## Task to carry out:
How many lines of the entries below include the word "channels"? Answer with the number alone.

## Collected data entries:
Issue #2721, opened 2021-06-30
MFX_ERR_INCOMPATIBLE_VIDEO_PARAM error when implement adding source session dynamically  by reset mfxvpp in sink session to let it work


nickifu:
<html xmlns:o="urn:schemas-microsoft-com:office:office"
xmlns:w="urn:schemas-microsoft-com:office:word"
xmlns:m="http://schemas.microsoft.com/office/2004/12/omml"
xmlns="http://www.w3.org/TR/REC-html40">

<head>

<meta name=ProgId content=Word.Document>
<meta name=Generator content="Microsoft Word 15">
<meta name=Originator content="Microsoft Word 15">
<link rel=File-List
href="file:///C:/Users/fuqiaoni/AppData/Local/Temp/msohtmlclip1/01/clip_filelist.xml">

<link rel=themeData
href="file:///C:/Users/fuqiaoni/AppData/Local/Temp/msohtmlclip1/01/clip_themedata.thmx">
<link rel=colorSchemeMapping
href="file:///C:/Users/fuqiaoni/AppData/Local/Temp/msohtmlclip1/01/clip_colorschememapping.xml">

<style>

</style>

</head>

<body lang=EN-US style='tab-interval:.5in;word-wrap:break-word'>

<p class=MsoNormal>We reference the sample MediaSDK Sample_multi_transcode to
implement the NVR use case, we meet MFX_ERR_INCOMPATIBLE_VIDEO_PARAM error
when<span style='mso-spacerun:yes'>  </span>implement the adding source session
dynamically <span style='mso-spacerun:yes'> </span>and try to reset mfxvpp in
sink session to let it work(removing source session dynamically works well), below
are the details:<o:p></o:p></p>

<p class=MsoNormal><b>The detail of the use case:<o:p></o:p></b></p>

<ol style='margin-top:0in' start=1 type=1>
 <li class=MsoListParagraphCxSpFirst style='margin-left:0in;mso-add-space:auto;
     mso-list:l0 level1 lfo1'>The pipeline including multiple input streaming from
     IP cameras and corresponding multiple decode + vpp sessions and then
     composition to one channel and encode it.<o:p></o:p></li>
</ol>

<p class=MsoListParagraphCxSpLast><o:p>&nbsp;</o:p></p>

<p class=MsoNormal style='margin-left:.5in'>N source sessions to 1 sink
session:<o:p></o:p></p>

[...]

PR #2758, opened 2021-08-19
[VPP] Fix increasing num of input channels doesn't work

MicroYY:
Fix: https://github.com/Intel-Media-SDK/MediaSDK/issues/2721

Number of input composite layers can be dynamically changed at runtime, but should not exceed the initial counts.
Signed off by: jay.yang@intel.com

### DIFF
--- a/_studio/mfx_lib/vpp/src/mfx_vpp_hw.cpp
+++ b/_studio/mfx_lib/vpp/src/mfx_vpp_hw.cpp
@@ -5869,17 +5869,16 @@ mfxStatus ConfigureExecuteParams(
                         mfxExtVPPComposite* extComp = (mfxExtVPPComposite*) videoParam.ExtParam[i];
                         StreamCount = extComp->NumInputStream;
 
-                        if (!executeParams.dstRects.empty())
+                        if (executeParams.dstRects.empty())
                         {
-                            if (executeParams.dstRects.size() < StreamCount)
-                                return MFX_ERR_INCOMPATIBLE_VIDEO_PARAM;
+                            executeParams.initialStreamNum = StreamCount;
                         }
+                        else
+                        {
+                            MFX_CHECK(StreamCount <= executeParams.initialStreamNum, MFX_ERR_INCOMPATIBLE_VIDEO_PARAM);
+                        }
+                        executeParams.dstRects.resize(StreamCount);
 
-                        if (executeParams.dstRects.size() != StreamCount)
-                        {
-                            executeParams.dstRects.clear();
-                            executeParams.dstRects.resize(StreamCount);
-                        }
 #if MFX_VERSION > 1023
                         executeParams.iTilesNum4Comp = extComp->NumTiles;
 #endif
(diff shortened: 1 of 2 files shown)


dmitryermilov (changes requested):
Hi Jay,

It doesn't look as a valid fix. Please see https://github.com/Intel-Media-SDK/MediaSDK/issues/2721#issuecomment-883578697

MicroYY:
Hi Dima.
From my understanding, we just need to allocate the `executeParams.dstRects` in the first time. If reset num of input stream exceeds it's size, then we return error.

dmitryermilov:
> Hi Dima.
> From my understanding, we just need to allocate the `executeParams.dstRects` in the first time. If reset num of input stream exceeds it's size, then we return error.

It will work for a num of channels decrease?

MicroYY:
> > Hi Dima.
> > From my understanding, we just need to allocate the `executeParams.dstRects` in the first time. If reset num of input stream exceeds it's size, then we return error.
> 
> Will it work for a num of channels decrease? Please consider e.g. the following cases:
> 
> * 10 -> 5
> * 10 -> 11> * 10 -> 5 > 6 -> 10
> * 10 -> 5 > 6 -> 11

Updated PR.

_studio/mfx_lib/vpp/src/mfx_vpp_hw.cpp
```diff
@@ -5871,15 +5871,15 @@ mfxStatus ConfigureExecuteParams(
 
                         if (!executeParams.dstRects.empty())
                         {
-                            if (executeParams.dstRects.size() < StreamCount)
+                            if (StreamCount > executeParams.initialStreamNum)
```
dmitryermilov, line 5874: Thank you. Now it looks correct. But this will look better:
```
                        if (executeParams.dstRects.empty())
                        {
                            executeParams.initialStreamNum = StreamCount;
                        }
                        else
                        {
                            if (StreamCount > executeParams.initialStreamNum)
                                return MFX_ERR_INCOMPATIBLE_VIDEO_PARAM;
                        }
                        executeParams.dstRects.resize(StreamCount);
```

dmitryermilov (approved):

_studio/mfx_lib/vpp/src/mfx_vpp_hw.cpp
```diff
@@ -5869,17 +5869,16 @@ mfxStatus ConfigureExecuteParams(
...
                         }
-
-                        if (executeParams.dstRects.size() != StreamCount)
+                        else
                         {
-                            executeParams.dstRects.clear();
-                            executeParams.dstRects.resize(StreamCount);
+                            MFX_CHECK(StreamCount <= executeParams.initialStreamNum, MFX_ERR_INCOMPATIBLE_VIDEO_PARAM);
                         }
+                            executeParams.dstRects.resize(StreamCount);
```
dmitryermilov, line 5880: please remove extra space

dmitryermilov (approved):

## Answer for this exercise:
3